Thanks for the detailed explanation.

For artificial branch, sounds like you drop the parts belonging to external. I can understand for the branch records which are not calls/rets, it is ok to drop them since it is unrelated to the current binary. But if the branch records are calls/rets, they may correlate with the frames in the unwinding stack. I guess that is why you also have callstack trace truncation.

What if we keep all the calls/rets related branch records no matter they are ingoing/outgoing/external and keep all the frames in the callstack, can we match them and get the correct context easier?
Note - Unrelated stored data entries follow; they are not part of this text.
Issue #473, opened 2020-09-04
unequal number of datapoints in NWB conversion


ozsat:
I noticed that when I convert DAT to NWB (`ipfx.bin.run_x_to_nwb_conversion.convert`), the voltage samples and current samples are not equal. In the current samples, 5 of the given points are always missing from the beginning. It seems to be a major problem because the ipfx cant process those NWB files. 
I checked the raw data and it contains an equal number of points (I also attached a picture that shows the discrepancy in the NWB file). 

![voltage_samples_nwb](https://user-images.githubusercontent.com/36845530/92212711-afc85880-ee92-11ea-8e56-1a6e36e7b135.png)
![stimulus_samples_nwb](https://user-images.githubusercontent.com/36845530/92212714-b0f98580-ee92-11ea-9d4e-f06486ac8e53.png)

When I run `run_pipeline` on the generated NWB data the following error message appears:

INFO:root:
INFO:root:***** ***** ***** Extract QC features ***** ***** *****
INFO:root:=======================================================
INFO:root:
INFO:root:Ontology is not provided, using default E:\anaconda3\lib\site-packages\ipfx\defaults\stimulus_ontology.json
E:\anaconda3\lib\site-packages\ipfx\qc_feature_extractor.py:28: VisibleDeprecationWarning: Function get_sweep_number is deprecated. call .get_sweep_numbers()[-1] instead
  blowout_sweep_number = data_set.get_sweep_number(ontology.blowout_names)
E:\anaconda3\lib\site-packages\ipfx\stimulus.py:88: UserWarning: Could not find stimulus: extpinbath
  warnings.warn("Could not find stimulus: %s" % tag)
E:\anaconda3\lib\site-packages\ipfx\stimulus.py:88: UserWarning: Could not find stimulus: extpbreakn
  warnings.warn("Could not find stimulus: %s" % tag)
E:\anaconda3\lib\site-packages\ipfx\stimulus.py:88: UserWarning: Could not find stimulus: Long square
  warnings.warn("Could not find stimulus: %s" % tag)
E:\anaconda3\lib\site-packages\ipfx\stimulus.py:88: UserWarning: Could not find stimulus: Rheobase
  warnings.warn("Could not find stimulus: %s" % tag)
E:\anaconda3\lib\site-packages\ipfx\stimulus.py:88: UserWarning: Could not find stimulus: Short square
  warnings.warn("Could not find stimulus: %s" % tag)
[...]

PR #474, opened 2020-09-09
GH-471 Update pynwb requirements

sgratiy:
Addresses #471
- [x] Update version range of pynwb, drop hdmf requirement since it is installed as a dependency of pynwb
- [x] Build dedicated image for ipfx. 
- [x] Updated bamboo task to use the dedicated image both for Github and nightly build plans

Notes: 
1. I hosted in on the Docker Hub since I am not sure how to get the image on the aibs-artifactory.corp.alleninstitute.org. When Nick is back we can ask him how to upload the image to the artifactory.
2. This PR is against mastersince this is a hotfix. May be not so hot, but a fix anyway :)

Validation: 
the github branch CI on bamboo is passing!

PR #475, opened 2020-09-14
fix segment length rounding error #473 

tmchartrand:
Addresses #473 
In the DAT converter, segments of sweeps are constructed with length calculated by floating point division. The result can be slightly less or greater than the the actual integer value, so applying math.trunc was dropping data points in some cases. This fixes the issue by rounding instead, and raises an error if the unrounded value is not close to an integer.

### DIFF
--- a/ipfx/x_to_nwb/hr_segments.py
+++ b/ipfx/x_to_nwb/hr_segments.py
@@ -159,7 +159,11 @@ class Segment(ABC):
         """
         Return the number of points of this segment.
         """
-        return math.trunc(duration / self.sampleInterval)
+        num_points = duration / self.sampleInterval
+        num_points_int = int(np.round(num_points))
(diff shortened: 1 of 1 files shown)


tmchartrand:
These failures seem to be related to pynwb/hdmf versions, not this PR - is that being addressed?

wbwakeman:
Yes, a new release should be available soon
#474

wbwakeman:
@tmchartrand The pynwb/hdmf version issue was fixed with the 1.0.1 version released on September 16th.  Based on your comment, is this PR still needed?

tmchartrand:
@wbwakeman  yes, definitely still needed. That previous comment was referring to the tests that were initially showing as failing for this PR, not the underlying issue, sorry it was unclear.

sgratiy (approved):

Issue #469, opened 2020-08-19
Large number of cells missing long square features


tmchartrand:
I've discovered that quite a few recent cells have null records for long squares in their stored IPFX output (json output as queried from LIMS). I can't figure out why this is missing, since when I rerun them myself it succeeds, and no errors are recorded in the logs I can see.
An example
cell id: 839897427
output json: /allen/programs/celltypes/production/humancelltypes/prod259/Ephys_Roi_Result_839897299/EPHYS_FEATURE_EXTRACTION_V3_QUEUE_839897299_output.json
nwb file: /allen/programs/celltypes/production/humancelltypes/prod259/Ephys_Roi_Result_839897299/nwb2_H19.06.351.11.16.01.01.nwb

This might be a small issue, or it might be a big issue.
For that reason, we will timebox the investigation of this issue to 1/2 day. Any longer than that, then we need to plan how to address the issue, and schedule that in another sprint.

This appears to be related to the stimulus_ontology.json file that is generated by LIMS.  The next research segment needs to investigate why the LIMS-generated stimulus_ontology.json files result in null "Long Square" and "Cell" features.

tmchartrand:
To emphasize the magnitude of this issue, in a test set of ~200 recent inhibitory cells (newer unreleased data), about half seem to show this issue. For whatever reason it seems more common in this set than recently released excitatory patch-seq cells, but that may just be because they were re-processed more recently.

sgratiy:
@tmchartrand Could you please link a couple of ephys_roi_result from the recent inhibitory cell pool that show the issue?

tmchartrand:
@sgratiy  that info is in the issue - or is there something specific missing that you need?

sgratiy:
@tmchartrand I understood your comment about "test set of ~200 recent inhibitory cells" as if it was an additional set of data that exhibited this issue and though it would be good to have an additional example to work with.

tmchartrand:
I see, I can get you additional examples from that set at some point, just having VPN issues right now. I expect that example is representative of the failures though.

sgratiy:
It appears that LIMS generated stimulus_ontology is a likely reasons for this issue:
when ontology was generated in python we were getting:
[
      "code",
      **"EXTPGGAEND",**
      "EXTPGGAEND141203"
]
no with LIMS generated ontlogy we get this
    [
      "code",
      **"141203",**
      "EXTPGGAEND141203"
 ]
for all differences just
[...]

PR #481, opened 2020-10-02
Prevent mismatch between number of values and labels in AP feature plots 

sgratiy:
**Background:**
Sometimes AP feature value may be null. Previously these were treated as np.nan but at some point we changed np.nan to None that broke plotting.

This bug was discovered when validating http://jira.corp.alleninstitute.org/browse/PBS-2458 as a solution to #469 
The slow trough feature for the rheobase sweep is null for the nwb file in #469.

**Solution:**
allow None values into the plot which would silently omit the value from the plot as it did before the breaking change 
**Validation:**
should generating figures without errors:
`python -m ipfx.bin.run_pipeline_from_nwb_file /path/to/nwb2_H19.06.351.11.16.01.01.nwb /output/dir/ --qc_fig_dir
`

### DIFF
--- a/ipfx/plot_qc_figures.py
+++ b/ipfx/plot_qc_figures.py
@@ -84,18 +84,19 @@ def plot_single_ap_values(data_set, sweep_numbers, lims_features, sweep_features
 
     plt.figure(figs[0].number)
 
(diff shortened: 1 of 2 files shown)


wbwakeman (approved):
Cool.  With these changes I am able to run the LIMS feature extraction jobs that were previously failing

PR #491, opened 2021-01-05
GH-470 Add features state to the json output

### LINKED ISSUE #470: save feature_states in output
As far as I can see, the nice output from the record_errors decorator is not actually getting saved unless all features failed!
This would be very helpful for tracking down failures, as in #469, and should be a very simple fix.

sgratiy:
Resolves #470

Add features_state to the output and update tests

### DIFF
--- a/ipfx/bin/run_feature_extraction.py
+++ b/ipfx/bin/run_feature_extraction.py
@@ -63,7 +63,8 @@ def run_feature_extraction(input_nwb_file,
                         'sweep_features': sweep_features,
                         'cell_record': cell_record,
                         'sweep_records': sweep_records,
-                        'cell_state': cell_state
+                        'cell_state': cell_state,
+                        'feature_states': feature_states
                         }
 
         if write_spikes:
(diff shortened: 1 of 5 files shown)


MatthewAitken (approved):

isaak-willett:
Two questions,
1: Why do you access the last index on the sweeps? I'm not super familiar with the methods so this is more for my curiosity.
2: What's the validation criteria you used to ensure this PR is addressing the issue?

sgratiy:
@isaak-willett 

> 1: Why do you access the last index on the sweeps? I'm not super familiar with the methods so this is more for my curiosity.

The latest index is used because there should be only a single sweep of this kind (e.g. blowout)

> What's the validation criteria you used to ensure this PR is addressing the issue?

Sorry I have not made this explicit, now I have updated the PR with the added `feature_state` block in the output.json. Unfortunately output.json files are on git-lfs and do not allow to see the diff for the output.json.

isaak-willett (approved):

gnayuy (commented):
Looks good to me.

wenlei added inline comments.Jun 22 2021, 12:17 PM
llvm/tools/llvm-profgen/PerfReader.cpp
464

External code may have frame pointer omitted, and stack sample from external code can be inaccurate. Additionally, we can't really leverage external frames in the context in the compiler for inlining.

wmi accepted this revision.Jun 22 2021, 2:33 PM
wmi added inline comments.
llvm/tools/llvm-profgen/PerfReader.cpp
464

I see. Thanks for explaining it.

This revision was landed with ongoing or failed builds.Jun 22 2021, 4:25 PM
This revision was automatically updated to reflect the committed changes.